(Dataset excerpts)
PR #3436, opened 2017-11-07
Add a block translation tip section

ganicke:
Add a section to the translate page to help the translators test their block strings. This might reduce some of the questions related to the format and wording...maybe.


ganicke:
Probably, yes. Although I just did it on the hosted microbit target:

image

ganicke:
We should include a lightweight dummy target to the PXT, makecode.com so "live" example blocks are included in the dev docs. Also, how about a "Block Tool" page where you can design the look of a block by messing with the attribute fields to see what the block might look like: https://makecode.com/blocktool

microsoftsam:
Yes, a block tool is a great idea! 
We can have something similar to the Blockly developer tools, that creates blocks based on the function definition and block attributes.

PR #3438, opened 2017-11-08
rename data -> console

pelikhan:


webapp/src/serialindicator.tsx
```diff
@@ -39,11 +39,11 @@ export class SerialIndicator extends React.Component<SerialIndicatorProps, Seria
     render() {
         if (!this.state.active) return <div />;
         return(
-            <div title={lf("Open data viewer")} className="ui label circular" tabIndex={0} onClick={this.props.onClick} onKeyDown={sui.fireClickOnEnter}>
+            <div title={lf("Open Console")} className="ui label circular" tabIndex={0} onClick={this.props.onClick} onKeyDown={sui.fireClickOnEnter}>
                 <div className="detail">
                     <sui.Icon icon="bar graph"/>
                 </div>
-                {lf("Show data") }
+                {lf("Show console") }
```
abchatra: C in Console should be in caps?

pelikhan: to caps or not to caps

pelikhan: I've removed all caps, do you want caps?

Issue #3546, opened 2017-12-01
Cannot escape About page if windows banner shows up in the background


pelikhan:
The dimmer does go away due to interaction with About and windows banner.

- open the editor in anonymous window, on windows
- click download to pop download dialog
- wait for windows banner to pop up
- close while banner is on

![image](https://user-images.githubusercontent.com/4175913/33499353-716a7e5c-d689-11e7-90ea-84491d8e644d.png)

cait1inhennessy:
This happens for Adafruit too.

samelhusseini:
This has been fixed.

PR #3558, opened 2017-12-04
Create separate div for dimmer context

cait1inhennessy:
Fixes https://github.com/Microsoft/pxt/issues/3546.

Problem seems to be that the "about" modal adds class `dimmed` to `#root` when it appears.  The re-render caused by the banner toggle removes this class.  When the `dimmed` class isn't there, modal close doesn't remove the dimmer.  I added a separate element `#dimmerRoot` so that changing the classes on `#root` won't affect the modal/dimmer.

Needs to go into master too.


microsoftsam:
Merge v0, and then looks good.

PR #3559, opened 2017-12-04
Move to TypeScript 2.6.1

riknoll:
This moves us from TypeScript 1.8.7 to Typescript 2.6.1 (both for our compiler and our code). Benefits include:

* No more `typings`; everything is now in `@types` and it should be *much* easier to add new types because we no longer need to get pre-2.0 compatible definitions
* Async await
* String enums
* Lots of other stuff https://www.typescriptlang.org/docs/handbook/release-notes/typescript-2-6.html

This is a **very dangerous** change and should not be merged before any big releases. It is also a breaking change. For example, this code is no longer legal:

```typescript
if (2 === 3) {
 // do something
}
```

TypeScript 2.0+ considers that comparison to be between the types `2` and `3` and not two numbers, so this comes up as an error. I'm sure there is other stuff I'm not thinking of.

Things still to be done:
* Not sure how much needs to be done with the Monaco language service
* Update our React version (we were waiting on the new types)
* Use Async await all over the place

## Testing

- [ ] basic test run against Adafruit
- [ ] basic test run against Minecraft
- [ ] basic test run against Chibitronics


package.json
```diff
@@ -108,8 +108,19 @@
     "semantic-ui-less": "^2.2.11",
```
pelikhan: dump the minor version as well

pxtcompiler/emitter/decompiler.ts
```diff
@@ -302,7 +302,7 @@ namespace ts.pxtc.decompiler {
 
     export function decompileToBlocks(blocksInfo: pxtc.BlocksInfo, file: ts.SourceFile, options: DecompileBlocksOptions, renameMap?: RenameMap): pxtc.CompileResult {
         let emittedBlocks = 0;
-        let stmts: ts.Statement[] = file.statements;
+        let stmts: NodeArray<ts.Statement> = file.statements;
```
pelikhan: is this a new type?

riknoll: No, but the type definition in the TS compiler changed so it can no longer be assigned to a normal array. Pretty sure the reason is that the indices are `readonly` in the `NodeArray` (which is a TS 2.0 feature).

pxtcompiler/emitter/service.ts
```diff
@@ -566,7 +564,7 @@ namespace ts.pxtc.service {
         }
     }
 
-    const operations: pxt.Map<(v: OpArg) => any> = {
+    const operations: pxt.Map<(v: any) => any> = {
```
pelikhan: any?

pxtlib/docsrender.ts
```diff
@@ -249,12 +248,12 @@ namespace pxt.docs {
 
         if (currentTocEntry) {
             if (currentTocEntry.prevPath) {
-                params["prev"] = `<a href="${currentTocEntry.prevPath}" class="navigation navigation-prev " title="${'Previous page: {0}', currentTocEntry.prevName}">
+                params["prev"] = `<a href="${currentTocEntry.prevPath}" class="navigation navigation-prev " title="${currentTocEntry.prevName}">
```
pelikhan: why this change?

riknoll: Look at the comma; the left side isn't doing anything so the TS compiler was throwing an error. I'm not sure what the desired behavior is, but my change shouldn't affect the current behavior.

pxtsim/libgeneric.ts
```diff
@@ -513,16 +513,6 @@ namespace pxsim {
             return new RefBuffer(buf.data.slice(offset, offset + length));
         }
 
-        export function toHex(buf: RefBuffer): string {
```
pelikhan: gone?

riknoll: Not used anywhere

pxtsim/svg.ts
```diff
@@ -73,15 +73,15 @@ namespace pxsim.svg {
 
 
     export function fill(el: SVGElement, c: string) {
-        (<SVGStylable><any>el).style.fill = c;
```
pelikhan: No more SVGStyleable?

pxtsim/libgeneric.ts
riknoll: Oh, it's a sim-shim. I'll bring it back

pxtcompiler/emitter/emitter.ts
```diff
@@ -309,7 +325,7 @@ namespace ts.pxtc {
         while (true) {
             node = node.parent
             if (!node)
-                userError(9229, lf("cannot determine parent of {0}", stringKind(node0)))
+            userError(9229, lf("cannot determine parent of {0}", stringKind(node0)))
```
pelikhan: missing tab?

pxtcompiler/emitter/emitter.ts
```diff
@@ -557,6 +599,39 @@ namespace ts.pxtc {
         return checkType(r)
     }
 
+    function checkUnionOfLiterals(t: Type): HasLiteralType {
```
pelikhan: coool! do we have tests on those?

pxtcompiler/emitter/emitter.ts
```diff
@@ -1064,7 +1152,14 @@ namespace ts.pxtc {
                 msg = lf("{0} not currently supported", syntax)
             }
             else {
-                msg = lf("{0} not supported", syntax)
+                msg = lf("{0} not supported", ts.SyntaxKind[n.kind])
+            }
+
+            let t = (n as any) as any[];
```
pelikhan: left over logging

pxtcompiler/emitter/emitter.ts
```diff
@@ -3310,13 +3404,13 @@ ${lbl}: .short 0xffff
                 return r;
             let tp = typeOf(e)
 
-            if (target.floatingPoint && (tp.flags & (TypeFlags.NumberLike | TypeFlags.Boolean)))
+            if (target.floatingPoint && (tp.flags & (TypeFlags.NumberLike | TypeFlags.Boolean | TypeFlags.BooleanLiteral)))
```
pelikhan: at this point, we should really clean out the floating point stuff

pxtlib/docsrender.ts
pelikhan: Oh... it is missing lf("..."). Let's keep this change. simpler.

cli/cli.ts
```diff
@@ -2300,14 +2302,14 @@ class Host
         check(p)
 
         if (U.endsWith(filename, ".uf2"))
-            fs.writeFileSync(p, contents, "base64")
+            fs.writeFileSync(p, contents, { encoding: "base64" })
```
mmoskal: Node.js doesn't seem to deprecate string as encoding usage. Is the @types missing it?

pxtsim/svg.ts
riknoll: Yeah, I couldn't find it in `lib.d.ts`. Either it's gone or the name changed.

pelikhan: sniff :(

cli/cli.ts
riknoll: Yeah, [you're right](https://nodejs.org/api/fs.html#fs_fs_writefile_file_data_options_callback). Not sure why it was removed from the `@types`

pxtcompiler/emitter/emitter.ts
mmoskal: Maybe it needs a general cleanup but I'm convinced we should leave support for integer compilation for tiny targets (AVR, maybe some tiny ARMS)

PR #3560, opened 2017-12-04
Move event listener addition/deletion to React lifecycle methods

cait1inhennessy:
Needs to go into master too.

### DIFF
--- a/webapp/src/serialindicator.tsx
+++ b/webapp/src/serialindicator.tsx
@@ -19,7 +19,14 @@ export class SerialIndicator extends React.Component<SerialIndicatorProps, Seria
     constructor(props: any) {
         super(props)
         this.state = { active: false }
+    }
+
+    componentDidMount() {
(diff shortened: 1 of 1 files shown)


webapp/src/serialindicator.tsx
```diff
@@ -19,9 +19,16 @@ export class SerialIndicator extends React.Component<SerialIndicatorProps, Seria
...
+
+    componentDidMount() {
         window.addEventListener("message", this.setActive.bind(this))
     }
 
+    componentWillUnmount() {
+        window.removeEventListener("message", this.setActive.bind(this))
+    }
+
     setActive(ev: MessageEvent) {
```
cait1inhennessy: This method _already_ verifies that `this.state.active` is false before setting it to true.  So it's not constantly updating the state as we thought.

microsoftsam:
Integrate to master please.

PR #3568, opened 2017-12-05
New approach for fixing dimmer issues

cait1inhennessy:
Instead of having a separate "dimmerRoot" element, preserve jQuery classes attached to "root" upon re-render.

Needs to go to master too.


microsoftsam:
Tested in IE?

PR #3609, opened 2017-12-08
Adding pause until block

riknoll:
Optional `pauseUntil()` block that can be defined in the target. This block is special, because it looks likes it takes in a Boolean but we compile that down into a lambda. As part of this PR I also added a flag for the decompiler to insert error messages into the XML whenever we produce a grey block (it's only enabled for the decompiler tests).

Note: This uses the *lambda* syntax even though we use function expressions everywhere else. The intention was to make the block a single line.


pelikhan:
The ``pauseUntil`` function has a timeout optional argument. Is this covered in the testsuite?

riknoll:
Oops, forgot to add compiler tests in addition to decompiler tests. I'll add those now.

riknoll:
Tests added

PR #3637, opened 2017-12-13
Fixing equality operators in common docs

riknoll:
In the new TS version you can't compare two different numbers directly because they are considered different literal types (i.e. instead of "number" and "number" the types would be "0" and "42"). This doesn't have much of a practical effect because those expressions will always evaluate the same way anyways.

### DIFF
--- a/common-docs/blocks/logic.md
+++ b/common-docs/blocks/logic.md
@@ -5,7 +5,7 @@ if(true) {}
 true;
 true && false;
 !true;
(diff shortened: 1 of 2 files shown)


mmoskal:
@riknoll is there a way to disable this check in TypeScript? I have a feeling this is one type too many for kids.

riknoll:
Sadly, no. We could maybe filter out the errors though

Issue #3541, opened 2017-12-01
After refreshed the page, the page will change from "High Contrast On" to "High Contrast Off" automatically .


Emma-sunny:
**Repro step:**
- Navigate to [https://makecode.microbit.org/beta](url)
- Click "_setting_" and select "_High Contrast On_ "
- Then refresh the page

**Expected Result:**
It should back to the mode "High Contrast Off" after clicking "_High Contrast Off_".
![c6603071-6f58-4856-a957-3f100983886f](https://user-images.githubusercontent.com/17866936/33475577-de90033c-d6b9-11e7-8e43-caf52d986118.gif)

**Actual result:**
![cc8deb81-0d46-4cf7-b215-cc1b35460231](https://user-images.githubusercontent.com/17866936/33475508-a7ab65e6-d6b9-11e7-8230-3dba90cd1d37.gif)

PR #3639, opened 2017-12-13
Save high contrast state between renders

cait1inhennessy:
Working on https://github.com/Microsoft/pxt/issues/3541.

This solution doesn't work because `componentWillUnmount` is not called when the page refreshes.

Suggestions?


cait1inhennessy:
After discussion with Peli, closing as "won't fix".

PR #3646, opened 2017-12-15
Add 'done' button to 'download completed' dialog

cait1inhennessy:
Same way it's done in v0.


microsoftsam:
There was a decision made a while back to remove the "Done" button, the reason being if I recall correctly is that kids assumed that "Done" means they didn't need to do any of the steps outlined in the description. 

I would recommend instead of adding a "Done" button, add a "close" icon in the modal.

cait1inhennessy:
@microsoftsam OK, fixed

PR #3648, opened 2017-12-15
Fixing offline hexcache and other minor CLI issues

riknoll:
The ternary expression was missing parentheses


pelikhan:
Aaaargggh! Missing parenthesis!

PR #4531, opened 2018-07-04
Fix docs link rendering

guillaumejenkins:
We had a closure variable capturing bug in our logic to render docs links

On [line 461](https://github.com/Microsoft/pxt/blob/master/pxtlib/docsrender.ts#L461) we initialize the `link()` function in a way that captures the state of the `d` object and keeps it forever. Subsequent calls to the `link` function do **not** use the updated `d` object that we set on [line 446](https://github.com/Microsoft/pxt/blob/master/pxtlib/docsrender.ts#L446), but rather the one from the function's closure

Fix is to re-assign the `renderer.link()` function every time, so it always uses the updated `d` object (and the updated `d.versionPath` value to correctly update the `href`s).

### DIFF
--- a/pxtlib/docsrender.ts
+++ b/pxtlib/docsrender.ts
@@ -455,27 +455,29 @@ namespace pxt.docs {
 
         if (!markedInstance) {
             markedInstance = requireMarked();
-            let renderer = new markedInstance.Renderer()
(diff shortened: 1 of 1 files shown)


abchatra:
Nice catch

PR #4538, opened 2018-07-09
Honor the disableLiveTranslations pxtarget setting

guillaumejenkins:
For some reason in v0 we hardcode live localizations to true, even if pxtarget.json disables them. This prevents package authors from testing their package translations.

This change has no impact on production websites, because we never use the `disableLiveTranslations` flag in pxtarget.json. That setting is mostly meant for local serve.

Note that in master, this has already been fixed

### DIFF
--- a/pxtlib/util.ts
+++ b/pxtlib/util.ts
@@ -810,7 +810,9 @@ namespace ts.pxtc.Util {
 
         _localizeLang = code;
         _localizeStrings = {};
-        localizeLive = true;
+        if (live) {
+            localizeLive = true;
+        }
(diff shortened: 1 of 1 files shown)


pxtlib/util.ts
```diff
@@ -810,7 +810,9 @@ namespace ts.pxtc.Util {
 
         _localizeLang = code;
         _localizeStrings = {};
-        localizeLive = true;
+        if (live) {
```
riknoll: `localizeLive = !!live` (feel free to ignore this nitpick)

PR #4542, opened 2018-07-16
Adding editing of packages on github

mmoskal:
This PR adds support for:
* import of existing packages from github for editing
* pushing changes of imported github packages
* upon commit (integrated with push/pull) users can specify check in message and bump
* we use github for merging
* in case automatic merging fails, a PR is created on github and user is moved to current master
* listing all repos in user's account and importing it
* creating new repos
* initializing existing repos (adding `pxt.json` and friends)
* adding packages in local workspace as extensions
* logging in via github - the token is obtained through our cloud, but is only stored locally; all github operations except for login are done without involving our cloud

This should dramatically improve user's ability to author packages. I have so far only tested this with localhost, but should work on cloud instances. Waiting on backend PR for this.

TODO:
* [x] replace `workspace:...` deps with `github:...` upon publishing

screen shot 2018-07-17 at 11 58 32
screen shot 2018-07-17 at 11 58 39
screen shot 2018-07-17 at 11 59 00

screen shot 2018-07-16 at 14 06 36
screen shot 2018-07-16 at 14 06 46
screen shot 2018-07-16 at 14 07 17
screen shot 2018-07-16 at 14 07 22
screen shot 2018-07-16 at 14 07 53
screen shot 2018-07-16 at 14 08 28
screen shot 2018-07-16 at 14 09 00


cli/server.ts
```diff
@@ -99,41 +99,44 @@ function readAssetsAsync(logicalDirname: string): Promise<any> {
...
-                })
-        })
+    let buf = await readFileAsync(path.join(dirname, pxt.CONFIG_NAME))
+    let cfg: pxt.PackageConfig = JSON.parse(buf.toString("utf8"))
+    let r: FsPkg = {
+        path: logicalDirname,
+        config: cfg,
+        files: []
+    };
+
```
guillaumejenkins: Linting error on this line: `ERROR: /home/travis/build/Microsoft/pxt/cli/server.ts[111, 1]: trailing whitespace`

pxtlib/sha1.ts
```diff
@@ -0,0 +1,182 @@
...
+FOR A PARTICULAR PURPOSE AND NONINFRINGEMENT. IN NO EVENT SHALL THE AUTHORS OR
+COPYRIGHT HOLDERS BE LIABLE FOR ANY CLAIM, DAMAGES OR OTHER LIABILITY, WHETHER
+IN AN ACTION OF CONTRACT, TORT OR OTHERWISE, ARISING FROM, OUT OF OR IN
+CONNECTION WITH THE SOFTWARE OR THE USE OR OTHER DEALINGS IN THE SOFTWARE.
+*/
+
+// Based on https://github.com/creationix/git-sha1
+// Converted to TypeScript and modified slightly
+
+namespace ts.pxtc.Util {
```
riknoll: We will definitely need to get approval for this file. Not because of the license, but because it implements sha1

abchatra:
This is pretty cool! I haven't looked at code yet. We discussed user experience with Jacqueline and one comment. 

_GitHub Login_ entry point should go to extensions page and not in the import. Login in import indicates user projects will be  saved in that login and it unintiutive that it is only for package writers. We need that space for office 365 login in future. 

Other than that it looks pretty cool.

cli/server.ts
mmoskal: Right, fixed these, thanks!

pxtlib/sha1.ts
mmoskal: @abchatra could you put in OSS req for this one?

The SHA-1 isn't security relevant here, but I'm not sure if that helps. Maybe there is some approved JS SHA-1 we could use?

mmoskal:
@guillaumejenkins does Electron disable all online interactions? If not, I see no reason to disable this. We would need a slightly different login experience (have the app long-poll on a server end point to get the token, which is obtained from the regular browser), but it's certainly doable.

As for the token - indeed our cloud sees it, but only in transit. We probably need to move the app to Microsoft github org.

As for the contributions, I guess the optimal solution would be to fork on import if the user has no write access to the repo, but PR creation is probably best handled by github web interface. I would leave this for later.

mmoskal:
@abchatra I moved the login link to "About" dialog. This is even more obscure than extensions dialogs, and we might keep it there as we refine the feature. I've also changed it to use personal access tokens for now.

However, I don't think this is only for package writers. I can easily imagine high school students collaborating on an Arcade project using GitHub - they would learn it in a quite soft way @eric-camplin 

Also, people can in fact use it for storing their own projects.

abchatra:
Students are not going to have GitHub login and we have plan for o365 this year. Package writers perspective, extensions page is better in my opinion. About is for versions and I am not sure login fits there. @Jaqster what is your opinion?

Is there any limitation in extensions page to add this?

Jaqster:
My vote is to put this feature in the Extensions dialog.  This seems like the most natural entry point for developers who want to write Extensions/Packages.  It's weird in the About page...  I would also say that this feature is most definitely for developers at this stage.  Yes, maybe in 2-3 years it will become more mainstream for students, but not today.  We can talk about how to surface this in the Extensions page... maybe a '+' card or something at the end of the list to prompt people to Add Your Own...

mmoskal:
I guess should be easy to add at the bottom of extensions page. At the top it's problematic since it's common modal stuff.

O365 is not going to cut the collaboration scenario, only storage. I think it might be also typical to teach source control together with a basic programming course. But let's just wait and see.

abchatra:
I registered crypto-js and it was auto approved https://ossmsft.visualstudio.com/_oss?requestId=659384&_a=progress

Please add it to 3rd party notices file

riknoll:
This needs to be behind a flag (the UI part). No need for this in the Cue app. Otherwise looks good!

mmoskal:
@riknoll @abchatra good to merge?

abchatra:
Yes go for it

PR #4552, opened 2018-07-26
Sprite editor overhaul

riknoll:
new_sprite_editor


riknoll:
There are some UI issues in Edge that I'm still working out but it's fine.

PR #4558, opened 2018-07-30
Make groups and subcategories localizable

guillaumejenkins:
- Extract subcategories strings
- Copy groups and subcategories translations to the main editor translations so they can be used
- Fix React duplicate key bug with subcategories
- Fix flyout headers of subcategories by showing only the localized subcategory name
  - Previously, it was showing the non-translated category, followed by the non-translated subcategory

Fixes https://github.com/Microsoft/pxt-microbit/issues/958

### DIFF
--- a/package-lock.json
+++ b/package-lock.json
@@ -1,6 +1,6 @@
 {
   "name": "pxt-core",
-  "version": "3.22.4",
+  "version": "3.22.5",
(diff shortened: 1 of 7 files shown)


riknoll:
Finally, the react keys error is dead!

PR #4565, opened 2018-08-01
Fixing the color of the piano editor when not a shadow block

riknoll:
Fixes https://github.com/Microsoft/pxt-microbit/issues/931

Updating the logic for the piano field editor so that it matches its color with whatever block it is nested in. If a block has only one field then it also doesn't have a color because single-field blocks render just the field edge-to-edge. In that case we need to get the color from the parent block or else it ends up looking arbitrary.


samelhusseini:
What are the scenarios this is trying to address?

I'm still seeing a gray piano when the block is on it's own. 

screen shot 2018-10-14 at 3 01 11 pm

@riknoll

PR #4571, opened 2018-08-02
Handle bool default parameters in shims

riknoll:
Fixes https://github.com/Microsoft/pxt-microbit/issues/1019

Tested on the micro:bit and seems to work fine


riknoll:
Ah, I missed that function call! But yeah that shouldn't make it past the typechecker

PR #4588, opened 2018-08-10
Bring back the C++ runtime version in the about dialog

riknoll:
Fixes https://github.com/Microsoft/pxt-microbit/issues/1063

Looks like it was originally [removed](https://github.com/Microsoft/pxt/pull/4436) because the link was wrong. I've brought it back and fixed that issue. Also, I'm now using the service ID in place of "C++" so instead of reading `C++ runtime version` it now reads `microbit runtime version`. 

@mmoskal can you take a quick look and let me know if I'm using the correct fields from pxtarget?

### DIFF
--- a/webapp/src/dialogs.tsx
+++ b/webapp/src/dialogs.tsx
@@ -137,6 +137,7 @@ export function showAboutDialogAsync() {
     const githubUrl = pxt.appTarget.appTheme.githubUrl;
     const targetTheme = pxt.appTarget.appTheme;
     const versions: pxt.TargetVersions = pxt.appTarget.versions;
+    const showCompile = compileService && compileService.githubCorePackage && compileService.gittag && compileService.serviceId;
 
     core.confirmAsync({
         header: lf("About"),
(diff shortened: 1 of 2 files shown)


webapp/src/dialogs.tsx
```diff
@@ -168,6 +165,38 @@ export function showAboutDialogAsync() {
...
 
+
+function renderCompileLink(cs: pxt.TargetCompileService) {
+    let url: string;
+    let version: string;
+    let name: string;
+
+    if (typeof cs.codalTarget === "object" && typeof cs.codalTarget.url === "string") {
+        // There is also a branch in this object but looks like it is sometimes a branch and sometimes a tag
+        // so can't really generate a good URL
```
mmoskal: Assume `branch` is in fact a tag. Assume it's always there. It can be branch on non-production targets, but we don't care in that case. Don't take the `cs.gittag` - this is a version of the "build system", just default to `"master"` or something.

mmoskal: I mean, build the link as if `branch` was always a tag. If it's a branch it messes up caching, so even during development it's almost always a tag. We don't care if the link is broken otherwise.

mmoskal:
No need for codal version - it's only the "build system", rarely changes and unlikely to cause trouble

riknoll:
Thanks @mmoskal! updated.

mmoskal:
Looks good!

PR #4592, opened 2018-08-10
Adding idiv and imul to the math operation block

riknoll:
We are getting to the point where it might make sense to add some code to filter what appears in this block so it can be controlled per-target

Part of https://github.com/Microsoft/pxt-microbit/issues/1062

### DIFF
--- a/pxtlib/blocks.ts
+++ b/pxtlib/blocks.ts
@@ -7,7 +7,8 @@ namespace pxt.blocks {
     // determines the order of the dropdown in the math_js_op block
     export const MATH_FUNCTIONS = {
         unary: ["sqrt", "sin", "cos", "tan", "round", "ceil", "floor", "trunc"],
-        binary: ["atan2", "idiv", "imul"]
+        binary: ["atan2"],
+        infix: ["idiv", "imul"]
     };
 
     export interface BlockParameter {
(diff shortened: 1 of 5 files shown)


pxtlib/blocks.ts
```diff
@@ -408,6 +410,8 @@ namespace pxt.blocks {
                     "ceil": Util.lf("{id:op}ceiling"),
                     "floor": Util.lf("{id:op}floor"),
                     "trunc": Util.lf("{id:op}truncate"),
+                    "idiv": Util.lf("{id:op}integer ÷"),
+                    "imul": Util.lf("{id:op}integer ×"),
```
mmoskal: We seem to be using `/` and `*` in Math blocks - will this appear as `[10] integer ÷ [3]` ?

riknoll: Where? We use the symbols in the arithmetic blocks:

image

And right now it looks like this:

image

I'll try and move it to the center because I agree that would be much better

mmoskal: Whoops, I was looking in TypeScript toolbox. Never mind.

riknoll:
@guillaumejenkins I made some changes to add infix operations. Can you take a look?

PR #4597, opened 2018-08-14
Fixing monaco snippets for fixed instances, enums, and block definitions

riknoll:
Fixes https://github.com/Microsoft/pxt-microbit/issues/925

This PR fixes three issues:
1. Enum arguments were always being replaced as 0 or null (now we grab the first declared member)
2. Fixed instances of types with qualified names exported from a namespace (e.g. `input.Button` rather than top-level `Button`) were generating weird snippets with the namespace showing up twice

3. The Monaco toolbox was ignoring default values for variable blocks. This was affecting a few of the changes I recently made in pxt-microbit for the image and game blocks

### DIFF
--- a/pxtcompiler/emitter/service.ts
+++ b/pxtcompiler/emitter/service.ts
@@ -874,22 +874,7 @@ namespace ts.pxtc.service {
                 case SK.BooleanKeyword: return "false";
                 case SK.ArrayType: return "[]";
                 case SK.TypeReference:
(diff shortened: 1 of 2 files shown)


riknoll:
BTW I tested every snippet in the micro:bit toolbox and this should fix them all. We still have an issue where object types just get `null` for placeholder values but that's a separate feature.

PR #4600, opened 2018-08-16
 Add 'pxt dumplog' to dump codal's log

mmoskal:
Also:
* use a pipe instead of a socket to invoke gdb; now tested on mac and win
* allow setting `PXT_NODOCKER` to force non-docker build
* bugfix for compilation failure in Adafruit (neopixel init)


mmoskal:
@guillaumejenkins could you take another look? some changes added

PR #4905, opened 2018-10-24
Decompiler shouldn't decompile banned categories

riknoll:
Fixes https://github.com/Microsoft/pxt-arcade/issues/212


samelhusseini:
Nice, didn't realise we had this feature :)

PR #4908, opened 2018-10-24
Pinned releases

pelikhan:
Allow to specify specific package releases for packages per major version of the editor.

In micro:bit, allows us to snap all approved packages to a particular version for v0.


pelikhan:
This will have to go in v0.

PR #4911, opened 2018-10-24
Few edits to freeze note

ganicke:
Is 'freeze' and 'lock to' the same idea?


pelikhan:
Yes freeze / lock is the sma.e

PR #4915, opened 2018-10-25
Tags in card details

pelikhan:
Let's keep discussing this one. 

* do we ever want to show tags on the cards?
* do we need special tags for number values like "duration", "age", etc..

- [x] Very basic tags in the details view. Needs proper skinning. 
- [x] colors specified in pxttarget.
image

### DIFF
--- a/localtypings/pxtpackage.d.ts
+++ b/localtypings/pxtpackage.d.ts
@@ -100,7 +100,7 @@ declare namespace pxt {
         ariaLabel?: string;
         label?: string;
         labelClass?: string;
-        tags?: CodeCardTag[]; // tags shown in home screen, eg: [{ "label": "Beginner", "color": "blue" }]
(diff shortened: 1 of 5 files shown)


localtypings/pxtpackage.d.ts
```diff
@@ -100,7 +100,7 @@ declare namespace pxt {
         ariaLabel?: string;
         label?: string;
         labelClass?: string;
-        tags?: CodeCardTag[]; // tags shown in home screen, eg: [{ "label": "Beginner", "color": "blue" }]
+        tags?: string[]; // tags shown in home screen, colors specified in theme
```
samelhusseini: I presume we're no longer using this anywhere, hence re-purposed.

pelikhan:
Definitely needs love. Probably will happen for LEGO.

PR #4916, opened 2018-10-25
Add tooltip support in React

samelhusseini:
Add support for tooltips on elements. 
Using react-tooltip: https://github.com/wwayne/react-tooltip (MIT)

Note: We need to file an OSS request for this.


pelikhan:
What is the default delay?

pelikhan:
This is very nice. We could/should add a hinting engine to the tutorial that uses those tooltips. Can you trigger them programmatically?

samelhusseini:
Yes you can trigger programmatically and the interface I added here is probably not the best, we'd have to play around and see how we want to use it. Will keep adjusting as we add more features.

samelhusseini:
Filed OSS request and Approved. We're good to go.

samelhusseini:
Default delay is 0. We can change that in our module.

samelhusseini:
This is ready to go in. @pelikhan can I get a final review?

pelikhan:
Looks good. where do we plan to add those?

WHAT THE TASK ASKS: The required answer is a single number: the count of lines in the entries that hold the string "stringKind".

ANSWER FOR THE TASK: 2